So is this insanity that’s all going to go belly up or is this a new world order for top wines and are these prices really here to stay? 
I have to say, I’m plumping for the second option – we have been here before. The 1996s were double the price of the 1995s and people gasped but bought immediately.  The 2000s were double the cost of the 1996s and it seemed at the time that lynch (not Bages) mobs were being formed and we were going to head, en mass, to Bordeaux and raise the place to the ground.  But that didn’t happen and the demand was simply enormous. Then the 2005 (a finer all-round vintage than 2009 in my humble opinion) First Growths came in at £4-6000 per case, uh oh, here we go again; WMDs primed and targeted on the Mèdoc, and although in took a few months to sell, we still didn’t push the button. Now those 2005 First Growths are £10,000 a case and heading North.

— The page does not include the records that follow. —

PR #1867, opened 2022-02-06
Updated Dropout for more input types.

ShoofLLC:
Replacing the call to rand! in the _dropout_mask function to account
for complex (float) data types.

See discussion: https://github.com/FluxML/Flux.jl/pull/1572

### PR Checklist

- [x] Tests are added
- [x] Entry in NEWS.md


src/layers/normalise.jl
```diff
@@ -49,7 +49,8 @@ dropout_mask(rng, x::CuArray, p; kwargs...) =
   throw(ArgumentError("x isa CuArray, but rng isa $(typeof(rng)). dropout_mask only support CUDA.RNG for CuArrays."))
 dropout_mask(rng, x, p; kwargs...) = _dropout_mask(rng, x, p; kwargs...)
 function _dropout_mask(rng, x, p; dims=:)
-  y = rand!(rng, similar(x, _dropout_shape(x, dims)))
+  fptype = float(real(eltype(x)))
+  y = rand!(rng, similar(x, fptype, _dropout_shape(x, dims)))
```
darsnack, line 53: Just so we remember what this is for.

```suggestion
  realfptype = float(real(eltype(x)))
  y = rand!(rng, similar(x, realfptype, _dropout_shape(x, dims)))
```

darsnack (approved):

ShoofLLC:
The return type of dropout if **NOT** "active" for Int types would be Int.
But when "active" it would be Float.

That doesn't seem like a good thing, so I think that's a no on this one too.

darsnack (changes requested):
Can you add an entry in NEWS.md?

ShoofLLC:
> Can you add an entry in NEWS.md?

This still needs a new review, I've found something while testing with int types.

src/layers/normalise.jl
```diff
@@ -34,7 +34,7 @@ The [`Dropout`](@ref) layer is what you should use in most scenarios.
 function dropout(rng, x, p; dims=:, active::Bool=true)
   active || return x
   y = dropout_mask(rng, x, p, dims=dims)
-  return x .* y
+  return x .* iszero.(y)
```
ToucheSir, line 37:
```suggestion
  return x .* y
```
This change is incorrect, since `y` is not a binary mask (it contains scaling factors to compensate for the dropped elements).

darsnack:
> The return type of dropout if NOT "active" for Int types would be Int.
But when "active" it would be Float.

When `x isa Int`? Wouldn't the `iszero` take care of this?

ToucheSir:
> The return type of dropout if **NOT** "active" for Int types would be Int.
> But when "active" it would be Float.

This behaviour is already present on master. I don't think it needs to be addressed in this PR. If anything, this PR improves compatibility with int inputs, as before `dropout_mask` was calling `rand!(::AbstractArray{Int})` and silently doing the wrong thing...

darsnack:
The fix should make the inactive path return a chosen float type. It doesn't make sense to return an integer with the scaling.

ToucheSir:
The tricky part is that the inactive path doesn't require any scaling. Or put another way, it's semantically equivalent to `p=0`, which leads to a scaling factor `1/(1-p) === 1`. I suppose we could specifically convert or error on integer arrays?

darsnack:
True, but I think the return type should be stable across active/inactive regardless of the actual computation. `1 / (1 - 0)` is a float, so I think always converting is reasonable here.

ShoofLLC:
> True, but I think the return type should be stable across active/inactive regardless of the actual computation. `1 / (1 - 0)` is a float, so I think always converting is reasonable here.



> The tricky part is that the inactive path doesn't require any scaling. Or put another way, it's semantically equivalent to `p=0`, which leads to a scaling factor `1/(1-p) === 1`. I suppose we could specifically convert or error on integer arrays?

Since scaling is not optional, that kinda makes sense, it would at least let the user know that something is wrong.

darsnack:
It's not exactly an error, right? Mathematically the correct output exists, but it cannot be an integer except for very limited values of `p`. Perhaps we can warn though cause converting the type might cause unexpected downstream errors.

darsnack (approved):
Either way, I agree with @ToucheSir that we should merge this and then deal with the type stability issue in a separate PR.

darsnack:
Shall we merge this?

So I see the prices of the 2009s as very high but sustainable and likely to rise in the short-term, as supply is minuscule and demand at fever pitch. There are several major reasons why I don’t see them subsiding: Firstly, the technology advantages are helping make far better wines than in the past; Secondly, the châteaux are holding far more stock back and dripping cases on the market rather than a deluge and, of course, why would they crash their own wines’ value? But probably the most significant factor is that in 2005 we did not have China as a massive player in the fine wine world, as we do now. What is slightly scary to me, as a wine-lover as well as a merchant, is that we have not even seen the tip of the iceberg of demand from this incredibly exciting market yet. If you think that the top 100 “brands” of Bordeaux only produce a tiddly one million cases and are actually making less year-on-year as they try and improve their already exceptionally high quality……..we ain’t seen nothing yet!!!